Image Recognition Accuracy
CoolR consistently achieves an image recognition accuracy rate of over 96%, and typically 98% or above when at least 4+ good quality images of each product are available.
Image Recognition Accuracy Methodology
Our accuracy rates are calculated using a rigorous testing process conducted every two weeks. We randomly select 1,000 images from different customers and industries, containing approximately 40,000 total product facings. Each result undergoes manual verification to ensure precision.
Accuracy Calculation
We use a strict scoring system where only correctly identified products count toward accuracy. For example, if we detect 10 products in an image:
- 8 correctly identified = +8 points
- 1 incorrectly identified (false positive) = -1 point
- 1 missed product = -1 point
Result: 80% accuracy (8/10)
A 96% accuracy rate represents 38,400 correctly identified products out of 40,000 total, with both missed detections and misclassifications penalized equally.

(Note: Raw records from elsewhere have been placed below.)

Issue #10232, opened 2018-04-08
Generated schematic created in unexpected directory


GregOnNet:
### Preface

It seems that the behaviour described below only can be reproduced on Windows machines using `cygwin`.
MINGW seems to work fine.

I was able to reproduce that issue with `6.0.0-rc.1` and `6.0.0-rc.2` of the CLI.

### Versions
```
Angular CLI: 6.0.0-rc.2
Node: 8.9.4
OS: win32 x64
Angular: 6.0.0-rc.3
... animations, common, compiler, compiler-cli, core, forms
... http, language-service, platform-browser
... platform-browser-dynamic, router

@angular/cli: 6.0.0-rc.2
@angular-devkit/architect: 0.5.4
@angular-devkit/build-angular: 0.5.4
@angular-devkit/build-optimizer: 0.5.4
@angular-devkit/core: 0.5.4
@angular-devkit/schematics: 0.5.4
@ngtools/json-schema: 1.1.0
@ngtools/webpack: 6.0.0-rc.2.4
@schematics/angular: 0.5.4
@schematics/update: 0.5.4
typescript: 2.7.2
webpack: 4.5.0
```

### Repro steps
* `ng new angularProject`
* `ng m layout` or `ng generate module layout`

### Observed behavior

The schematic is placed in the root directory of the angular project.
Somehow the whole absolute path is recreated inside the project's folder.

![image](https://user-images.githubusercontent.com/444278/38467321-c9fe0cac-3b36-11e8-8944-925958da2a75.png)

The console output indicates that the schematic was created in the right directory.

```
@myMachine /c/workbench/projects/probs
± ng generate module layout
CREATE c/workbench/projects/probs/layout/layout.module.spec.ts (275 bytes)
CREATE c/workbench/projects/probs/layout/layout.module.ts (190 bytes)
```

### Desired behavior

The schematic should be created inside `src/app`.

julianobrasil:
I had problems with Windows too. #10206 worked for me.

hansl:
Hi @GregOnNet,

Because of the low frequency that this happens, I'm not blocking 6.0 final for this issue. I'm keeping it opened and we will fix it in the short future. Thanks!

PR #10778, opened 2018-05-10
fix(@angular/cli): fix PWD in cygwin

filipesilva:
Fix https://github.com/angular/angular-cli/issues/10232


packages/@angular/cli/lib/cli/index.ts
```diff
@@ -41,8 +41,9 @@ function loadCommands() {
 }
 
 export default async function(options: any) {
-  // ensure the environemnt variable for dynamic paths
-  process.env.PWD = path.normalize(process.env.PWD || process.cwd());
+  // Ensure the environment variables for dynamic paths are set.
+  // We can't use the existing process.env.PWD because it can be incorrect in shells like cygwin.
+  process.env.PWD = process.cwd();
```
clydin: This is only used here: https://github.com/angular/angular-cli/blob/master/packages/%40angular/cli/models/schematic-command.ts#L100
If that is changed to use `process.cwd()`, the line here can be removed.  The following line appears completely unused as well.

filipesilva: Done.

filipesilva:
@Brocco done.

PR #10797, opened 2018-05-11
ci: adjust appveyor settings

clydin:


filipesilva:
Note: this is a followup to https://github.com/angular/angular-cli/pull/9996, and in the past we ended up needing to re-add the install every couple of months or so.

PR #10809, opened 2018-05-11
style(@angular/cli): Alphabetized the keys for the angular:component properties object

brianpilati:
style(@angular/cli): Alphabetized the keys for the angular:component properties object

Is there are reason that the keys for the angular:x properties are not alphabetized?

I find it difficult to read when I'm not certain if I should scroll up or down to find a key.

I have alphabetized only the @schematics/angular:component properties' keys to start with on this PR. First, to see if there are objections and second to not make the PR so large that the reviewer can not tell if there is parity.

--Cheers,
Brian

### DIFF
--- a/packages/@angular/cli/lib/config/schema.json
+++ b/packages/@angular/cli/lib/config/schema.json
@@ -74,6 +74,23 @@
         "@schematics/angular:component": {
           "type": "object",
           "properties": {
+            "changeDetection": {
+              "description": "Specifies the change detection strategy.",
+              "enum": ["Default", "OnPush"],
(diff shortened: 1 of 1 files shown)


brianpilati:
I'm not certain what I am missing to cause the failure. Any tips from the gurus will be appreciated.

clydin:
There are three commits in the PR.  Squash the commits into one with a properly formatted commit message.

https://github.com/angular/angular-cli/blob/master/CONTRIBUTING.md#commit

brianpilati:
Closing due to errors.

PR #10829, opened 2018-05-13
docs: change proxyConfig folder path to root directory

hudasyed:
The directions on line 8 require the creation of the proxy.conf.json file next to the packages.json file which is in the root folder. The error on line 29 pointed the proxyConfig to the src/proxy.conf.json file which does not exist, as that file was placed in the root folder.


hudasyed:
I've signed the CLA.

Why This Method Ensures Reliability
- Quality Control: Images with poor lighting, washout, or other quality issues that would unfairly skew results are excluded from testing.
- Cross-Industry Sampling: Random selection across multiple customers and industries ensures results reflect real-world diversity.
- Conservative Scoring: Penalizing both missed and incorrect identifications provides a realistic performance measure rather than inflated metrics.
- Regular Validation: Bi-weekly testing with manual verification maintains accuracy standards over time.
- Large Sample Size: 40,000 product instances provide statistically significant, reliable results.
Methodology Assessment
This is an excellent, conservative approach that exceeds industry standards. The methodology is particularly strong because:
- The penalty system for false positives prevents inflated accuracy claims.
- Cross-customer sampling eliminates bias toward specific product types or environments.
- Regular bi-weekly testing catches performance drift.
- Manual verification ensures ground truth accuracy.
This conservative scoring method likely produces lower but more trustworthy accuracy figures compared to competitors who might only count missed detections as errors.